Department of Pathology, Faculty of Medicine in Pilsen, Charles University, Pilsen, Czech Republic.
Bioptical Laboratory Ltd, Pilsen, Czech Republic.
Diagn Cytopathol. 2021 Feb;49(2):241-251. doi: 10.1002/dc.24629. Epub 2020 Oct 5.
Fine-needle aspiration (FNA) is a key diagnostic method in the evaluation of salivary gland lesions. Secondary tumors of salivary glands represent only 5% of all malignancies of major salivary glands. The goal of our study was to examine the cytological and clinical features of secondary tumors sampled by FNA.
A series of 36 secondary tumors from the pathology departments of two university hospitals are presented. Clinical referrals to FNA, cytological features, immunohistochemical results, and histopathological diagnoses were reviewed in all cases.
The study population consisted of 36 cases (19 males and 17 females) with mean age 70.9 ± 13.0 years (range 41-96 years). The most common site of the metastasis was parotid gland (n = 26). The primary malignancy was known in 17 cases at the time of FNA diagnosis. The most common primary site was skin of head and neck area (11 cases) followed by lungs (n = 5) and tonsils (n = 5), kidney (n = 2) and breast (n = 2) and thyroid gland, gastrointestinal tract and soft tissue, 1 case of each. In 8 cases, the primary site remained unknown. The diagnostic or confirmatory immunocytochemistry was performed on cell blocks in 21 cases.

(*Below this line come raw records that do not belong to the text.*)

Issue #2131, opened 2018-03-21
Passing cluster address and secret by cli argument or env var


mzygmunt:
It would be nice if we could pass cluster address and secret by the cli argument or env var. To run the "prisma deploy" command by CI/CD. Then, it would not be necessary to create the file "~/.prisma/ config.yml" in the docker's image. Or by the file "database/prisma.yml".

marktani:
Thanks a lot for your feature request!

This could be done using this command:

```
prisma cluster add --endpoint http://example.com/ --secret mysecret --name mycluster
```

mzygmunt:
@marktani When I try to execute this command, than I get error "Unknown flag --endpoint". Are these parameters in version 1.4.1?

marktani:
My message was a suggestion for introducing these flags. They are not present yet.

mzygmunt:
@marktani I added this functionality as you suggested #2149

marktani:
Thanks for providing the PR, but I'll close this issue due to the deprecation of `prisma cluster add`:

> Thanks for the PR @mzygmunt! We're deprecating the cluster commands, as the management of clusters will change significantly in the upcoming 1.7 release.
> Stay tuned for more information on that tomorrow!

Issue #1948, opened 2018-02-20
Document programmatic deployment of Prisma services


terion-name:
I ask for assistance in programmatic deployment of Prisma services. I'm not posting this at forum because this topic follows #1808 and it is useful for more deep understanding of Prisma for other devs and can lead to documentation enrichment.

I've tried to reverse-engineer `prisma-cli-engine`, but yet had no luck with this.

My goal is to build a cli with node js, that will read multiple Prisma graphql-schemes and will wind up several special Prisma services for further use in a complex system, built on top of them (and also winded up with my cli).

Lets go from a point, where I have a docker mysql service and graphql prisma schemes in place. I need to:
1. create prisma containers
2. join them in to the network with mysql
3. link mysql service to prisma services
4. migrate Prisma service with new or updated schemas

First 3 steps are easy with [docker api](https://github.com/AgustinCB/docker-api) and by reproducing environment as described [here](https://www.prismagraphql.com/docs/reference/clusters/docker-aira9zama5).

So now we have running containers with Prisma and Mysql. How to provision/migrate them? As far as I understand, this can be accomplished with `prisma-cli-engine/Client`, but without documentation and with quite complex code, I can't figure out how.

akoenig:
@terion-name Thanks for you effort to a more programmatic way of deploying Prisma services. I have to ask some questions in order to fully understand what you're trying to achieve: Do you plan to have one MySQL instance and several Prisma service containers that interact with that instance? Why not deploying everything horizontally – one Prisma service + one MySQL instance?

Then you could follow this workflow:

  1. Write a shell script which conducts the MySQL + Prisma service container creation (in your cloud)
  2. Integrate this shell script into your CI/CD pipeline
  3. Write another shell script which adds the cluster to`.prisma/config.yml` and performs a `prisma deploy` afterwards**

With those three steps in place, you can fully automate a Prisma service deployment.

**The configuration file adjustment is a workaround and can be omitted when [#1919](https://github.com/graphcool/prisma/issues/1919) has landed.

terion-name:
Hello, @akoenig 

> Do you plan to have one MySQL instance and several Prisma service containers that interact with that database server instance? If so, why not deploying everything horizontally – one Prisma service + one MySQL instance each?

this is project-specific, long time to explain, that is needed

> Write another shell script which adds the cluster to.prisma/config.yml and performs a prisma deploy afterwards**

prisma config does not allow me to use advanced networking and db linking :(

[...]

Issue #1919, opened 2018-02-16
Non-interactive mode for `cluster add`


akoenig:
# Feature Request

**What feature are you missing?**

It would be great to have a non-interactive mode for `prisma cluster add`. With that in place it would be possible to integrate a `prisma deploy` into a CI/CD process.

**How could this feature look like in detail? Tradeoffs?**

Instead of asking the user in an interactive way, passing the options via CLI arguments could / should also be possible.

marktani:
With the deprecation of `prisma cluster` in `1.7`, I'll close this issue.
We'll make it significantly easier to manage multiple clusters soon.

PR #2149, opened 2018-03-24
Added non-interactive mode for `cluster add`

mzygmunt:
I added possibility to using `cluster add` in non-interactive mode to using command by CI/CD. Please review and merge. 

Ref #1919 #2131 #1948


timsuchanek:
Thanks for the PR @mzygmunt! We're deprecating the `cluster` commands, as the management of clusters will change significantly in the upcoming 1.7 release.
Stay tuned for more information on that tomorrow!

PR #2197, opened 2018-04-06
Introspect existing database and generate sdl

sorenbs:


chaffeqa:
This would be amazing! 😍 

We would love to use prisma, but cannot commit to a non-migration based schema.  This feature would be perfect for us: `let the database schema generate the datamodel.graphql`

PR #2220, opened 2018-04-16
type on line 20

idkjs:


nikolasburk:
Thanks a lot for catching this @idkjs 🙌

PR #2226, opened 2018-04-17
example has incorrect fields on queries

idkjs:
```
type Post
implements Node {
id: ID!
isPublished: Boolean!
title: String!
text: String!
}
```


nikolasburk:
Awesome, thanks a lot for catching this @idkjs 🙌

FNA is a reliable technique in the diagnosis of salivary gland secondary malignancies. The knowledge of the personal history of malignancy is essential for the successful immunocytochemical targeted diagnosis without any delay.
细针抽吸(FNA)是评估唾液腺病变的关键诊断方法。唾液腺的继发性肿瘤仅占大唾液腺所有恶性肿瘤的 5%。我们研究的目的是检查通过 FNA 取样的继发性肿瘤的细胞学和临床特征。
展示了来自两所大学医院病理科的 36 例继发性肿瘤系列。回顾了所有病例的临床转诊至 FNA、细胞学特征、免疫组织化学结果和组织病理学诊断。
研究人群由 36 例病例(19 名男性和 17 名女性)组成,平均年龄为 70.9±13.0 岁(范围为 41-96 岁)。转移的最常见部位是腮腺(n=26)。在 FNA 诊断时已知 17 例原发性恶性肿瘤。最常见的原发性部位是头颈部皮肤(11 例),其次是肺(n=5)和扁桃体(n=5)、肾脏(n=2)和乳房(n=2)以及甲状腺、胃肠道和软组织,各有 1 例。在 8 例中,原发性部位仍然未知。在 21 例病例中对细胞块进行了诊断或确认免疫细胞化学检查。
FNA 是诊断唾液腺继发性恶性肿瘤的可靠技术。了解恶性肿瘤的个人病史对于成功进行免疫细胞化学靶向诊断至关重要,不应有任何延误。